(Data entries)
>>>>
PR #3564, opened 2018-01-16
improved Remnant ramscoop

Nescio0:
This proposal improves the Remnant's ramscoop by 60% <s>50% and increases its cost by 100%</s>. It deserves an improvement because currently it's hardly better than the ordinary ramscoop. Besides, in #3557 it was claimed it's easy to unlock Wanderer outfits long before getting a Remnant licence. In comparison:

``` 
                              credits, mass, ramscoop, efficiency
ordinary Ramscoop           : 0.060m ,  10 ,    1.0  , 0.1000
current Emergency Ramscoop  : 0.072m ,   4 ,    0.5  , 0.1250
proposed Emergency Ramscoop : 0.072m ,   4 ,    0.8  , 0.2000
campaign Catalytic Ramscoop : 0.320m ,  16 ,    7.0  , 0.4375
Wanderer Ramscoop           : 0.460m ,   7 ,    4.0  , 0.5714
```

### DIFF
--- a/data/remnant outfits.txt
+++ b/data/remnant outfits.txt
@@ -238,11 +238,11 @@ outfit "Emergency Ramscoop"
 	category "Systems"
 	licenses
 		Remnant
-	cost 72000
+	cost 144000
 	thumbnail "outfit/emergency ramscoop"
 	"mass" 4
 	"outfit space" -4
-	"ramscoop" 0.5
+	"ramscoop" 0.75
 	description "The Ember Waste is the sort of place where only a very foolish captain would travel without some sort of device for replenishing hyperspace fuel. This ramscoop is not particularly powerful, but it allows a ship to explore without fear of getting stranded."
 
 
--- a/data/remnant outfits.txt
+++ b/data/remnant outfits.txt
@@ -238,11 +238,11 @@ outfit "Emergency Ramscoop"
 	category "Systems"
 	licenses
 		Remnant
-	cost 144000
+	cost 72000
 	thumbnail "outfit/emergency ramscoop"
 	"mass" 4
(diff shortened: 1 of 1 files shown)


KiLEdEnNis:
the Remnant would need ramscoop technology way harder than normal humans, due to the nature of the Ember Waste, this improvement seems fine to me; still balanced and not particularly powerful, but at least a decent choice for a small ramscoop

Amazinite:
I'm indifferent to such a small increase to the ramscoop ability of this already pretty bad outfit (although I'd probably increase it to 0.8 instead of 0.75), but I'd say that the price increase is unnecessary. The Emergency Ramscoop is expensive as is, and doubling the price is far too much.

Outfit | Cost per Ramscoop
-----|------
Ramscoop | 60k
Catalytic Ramscoop | 45.7k
Wanderer Ramscoop | 115k
Current Emergency Ramscoop | 144k
Proposed Emergency Ramscoop | 192k
Proposed Emergency Ramscoop w/o the price increase | 96k

solardawning:
Eh. This doesn't seem very necessary to me.
The emergency ramscoop is already 25% better (tonnage to output) than the basic Ramscoop, and while it does get quickly outclassed for efficiency, it will always remain best at one specific thing- it's the smallest ramscoop you can install.

If you want to use the least outfit space possible to make sure you have at least some ramscoop attribute, this is the way to do it. It's best in class for that.
It doesn't really need to be competitive with the larger ones.

endless-sky:
I really don't see the point of this. The Remnant ramscoop is already the smallest existing ramscoop, and is useful for that reason.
<<<<
WHAT TO PRODUCE:
Word for word, return each of the entries shown above.

FINAL ANSWER:
PR #3564, opened 2018-01-16
improved Remnant ramscoop

Nescio0:
This proposal improves the Remnant's ramscoop by 60% <s>50% and increases its cost by 100%</s>. It deserves an improvement because currently it's hardly better than the ordinary ramscoop. Besides, in #3557 it was claimed it's easy to unlock Wanderer outfits long before getting a Remnant licence. In comparison:

``` 
                              credits, mass, ramscoop, efficiency
ordinary Ramscoop           : 0.060m ,  10 ,    1.0  , 0.1000
current Emergency Ramscoop  : 0.072m ,   4 ,    0.5  , 0.1250
proposed Emergency Ramscoop : 0.072m ,   4 ,    0.8  , 0.2000
campaign Catalytic Ramscoop : 0.320m ,  16 ,    7.0  , 0.4375
Wanderer Ramscoop           : 0.460m ,   7 ,    4.0  , 0.5714
```

### DIFF
--- a/data/remnant outfits.txt
+++ b/data/remnant outfits.txt
@@ -238,11 +238,11 @@ outfit "Emergency Ramscoop"
 	category "Systems"
 	licenses
 		Remnant
-	cost 72000
+	cost 144000
 	thumbnail "outfit/emergency ramscoop"
 	"mass" 4
 	"outfit space" -4
-	"ramscoop" 0.5
+	"ramscoop" 0.75
 	description "The Ember Waste is the sort of place where only a very foolish captain would travel without some sort of device for replenishing hyperspace fuel. This ramscoop is not particularly powerful, but it allows a ship to explore without fear of getting stranded."
 
 
--- a/data/remnant outfits.txt
+++ b/data/remnant outfits.txt
@@ -238,11 +238,11 @@ outfit "Emergency Ramscoop"
 	category "Systems"
 	licenses
 		Remnant
-	cost 144000
+	cost 72000
 	thumbnail "outfit/emergency ramscoop"
 	"mass" 4
(diff shortened: 1 of 1 files shown)


KiLEdEnNis:
the Remnant would need ramscoop technology way harder than normal humans, due to the nature of the Ember Waste, this improvement seems fine to me; still balanced and not particularly powerful, but at least a decent choice for a small ramscoop

Amazinite:
I'm indifferent to such a small increase to the ramscoop ability of this already pretty bad outfit (although I'd probably increase it to 0.8 instead of 0.75), but I'd say that the price increase is unnecessary. The Emergency Ramscoop is expensive as is, and doubling the price is far too much.

Outfit | Cost per Ramscoop
-----|------
Ramscoop | 60k
Catalytic Ramscoop | 45.7k
Wanderer Ramscoop | 115k
Current Emergency Ramscoop | 144k
Proposed Emergency Ramscoop | 192k
Proposed Emergency Ramscoop w/o the price increase | 96k

solardawning:
Eh. This doesn't seem very necessary to me.
The emergency ramscoop is already 25% better (tonnage to output) than the basic Ramscoop, and while it does get quickly outclassed for efficiency, it will always remain best at one specific thing- it's the smallest ramscoop you can install.

If you want to use the least outfit space possible to make sure you have at least some ramscoop attribute, this is the way to do it. It's best in class for that.
It doesn't really need to be competitive with the larger ones.

endless-sky:
I really don't see the point of this. The Remnant ramscoop is already the smallest existing ramscoop, and is useful for that reason.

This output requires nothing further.